なお、H.U. Bioness Complex関連費用については、稼動範囲の拡大によって費用が増加していますが、昨年は5月に大規模な引越しを行い、一時費用が大きく発生したことによって、前年同期比ではほぼ同じレベルとなっています。

IVD事業

IVD事業についてです。前年同期比で減収となっているのは、国内外の「ルミパルス」および「エスプライン」における新型コロナウイルス関連の売上が約67億円減少したためです。新型コロナウイルス関連を除くベース事業は、円安の影響も含めて約7パーセント伸長しています。

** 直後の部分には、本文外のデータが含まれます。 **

PR #1027, opened 2021-09-20
feat: Cleanup cert-manager config and sync from live state

tumido:
/cc @Gregory-Pereira @HumairAK @4n4nd 

So, I've synced up the live state from the Smaug cluster and split up the cert manager configs per env. The idea is to make the setup robust for multi-cluster deployments:

1. Have a single `Certificate` spec for all ingresses
2. Overlay the issued dns name per cluster
3. Use the same `Issuer` definition for all clusters in the same region, including the DNS service account secret

This manifests render 0 diff against live state on Smaug.


4n4nd (commented):
/lgtm

HumairAK (approved):
/lgtm
/approve

PR #2587, opened 2022-10-30
fix(catalog): RHACM plugin API endpoint

SamoKopecky:
We are renaming `cluster-status` plugin to `rhacm` so the API endpoints need to updated.

/cc @tumido


tumido (approved):
/lgtm
/approve

PR #2589, opened 2022-10-31
Remoing all old usage of SOPs

Gregory-Pereira:

/cc @HumairAK 

Addresses: https://github.com/operate-first/apps/issues/1996#issuecomment-1290671136


cluster-logging/overlays/moc/infra/externalsecrets/clo-kafka.yaml
```diff
@@ -0,0 +1,13 @@
...
+  name: clo-kafka
+spec:
+  secretStoreRef:
+    name: opf-vault-store
+    kind: SecretStore
+  target:
+    name: clo-kafka
+  dataFrom:
+    - extract:
+        key: moc/infra/openshift-logging/clo-kafka
```
HumairAK, line 13: This won't work, since the crt content has been stored as binaries, you need to do something like this: 

https://github.com/operate-first/apps/blob/master/observatorium/overlays/moc/smaug/vector/clo-kafka.yaml#L14-L18
which gets data from: https://vault-ui-vault.apps.smaug.na.operate-first.cloud/ui/vault/secrets/k8s_secrets/show/moc/smaug/opf-observatorium/clo-kafka

HumairAK: same goes for smaug/externalsecrets

PR #2594, opened 2022-11-06
Add robozome ns

HumairAK:
This PR adds robozome namespace, and some starter scripts for onboarding/offboarding projects. The scripts are an alternative implementation to: https://github.com/operate-first/apps/pull/2380 
But still use jsonnet for templating. 

The scripts here are simplified to one script per task (onboarding & offboarding), with documents included. I've removed the dependency on jinja since it's not needed, and the need to create temp folders/files (also not needed). 

I've also added detailed comments in the scripts so it will make it easier to convert them to docs later. 

Scripts consume from a payload file that will be created by the robozome app, when running manually you can create your own payload file by basing it off the examples provided in this PR.

### DIFF
--- a/scripts/onboarding.sh
+++ b/scripts/onboarding.sh
@@ -1,0 +1,90 @@
+set -o allexport -o pipefail -ex
+
+# Pre-condition:
+# - Create the config file at location ${PAYLOAD_PATH}
+# - Clone the github.com/operate-first/apps repo at location ${WORKING_DIR}
+# - Working branch should be clean, checked out of upstream default branch.
+# - Set Environment variables: ORG_NAME (=operate-first), SOURCE_REPO (=support), ISSUE_NUMBER
+
+CONFIG=${PAYLOAD_PATH}
+REPO=${WORKING_DIR}/apps
+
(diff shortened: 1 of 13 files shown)


scripts/onboarding.sh
```diff
@@ -0,0 +1,90 @@
...
+kustomize edit set namespace ${NAMESPACE}
+kustomize edit add component ../../../../components/limitranges/default
+kustomize edit add component ../../../../components/resourcequotas/${QUOTA}
+
+# "Give the team being onboarded access to the Namespace via OCP rbac"
+
+cd ${REPO}
+RBAC_PATH="${REPO}/cluster-scope/components/project-admin-rolebindings/${GROUP}"
+mkdir ${RBAC_PATH}
+jsonnet --ext-str GROUP --ext-code USERS scripts/jsonnet/rbac.jsonnet | yq -P > ${RBAC_PATH}/rbac.yaml
```
durandom, line 59: ❤️  this. Way cleaner than creating json files and converting the files via yet another tool. Cool that this works with `yq`

PR #2595, opened 2022-11-07
feat(catalog): Create exeternal secret for service-catalog

SamoKopecky:
Part of https://github.com/operate-first/service-catalog/issues/128

Create an external secret for a secret in vault. The SA `vault-secret-fetcher` has already been created. Namespace has been added to the `smaug-k8s/moc-ops` role.

/cc @tumido


tumido (approved):
/lgtm
/approve

PR #2597, opened 2022-11-09
[prow] Remove legacy presubmit check for from tide config

codificat:
`prow` (`tide`) is not merging pull requests for the `sefkhet-abwy` repository. See for example https://github.com/AICoE/sefkhet-abwy/pull/203

The pre-commit check driven by the aicoe-ci pipelines was removed a while ago, and this is now covered by a prow pre-submit job, so this PR removes that check from the tide query list for that repo.


harshad16 (approved):
/lgtm
/approve
thanks :100:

なお、CDMOについては、第1四半期で「一部、期ズレが発生している」とご説明しましたが、第2四半期にある程度取り戻したため、為替の影響を除いても前年同期比で増収となりました。

利益面では、新型コロナウイルス関連の売上において、外部向け売上の減少に加え、グループ内販売の売上減少も大きく影響を与えました。また、前年度に買収した会社を含めて研究開発活動を強化しており、費用増となっています。結果として、前年同期比で約89億円の減益となりましたが、IVD全体の営業利益率としては20パーセント以上を確保できています。

HS事業

HS事業についてです。売上高は、滅菌関連事業、在宅・福祉用具事業ともに伸長しました。営業利益は、人件費に係る一時的なコストなどが増加したことによって減益となりました。

現預金・有利子負債残高

現預金・有利子負債残高についてです。スライド左側が今期、右側が前年同期の状況です。現預金から有利子負債を控除した純有利子負債残高については、2023年9月末時点で398億円となり、2023年3月末と比較して68億円増加しました。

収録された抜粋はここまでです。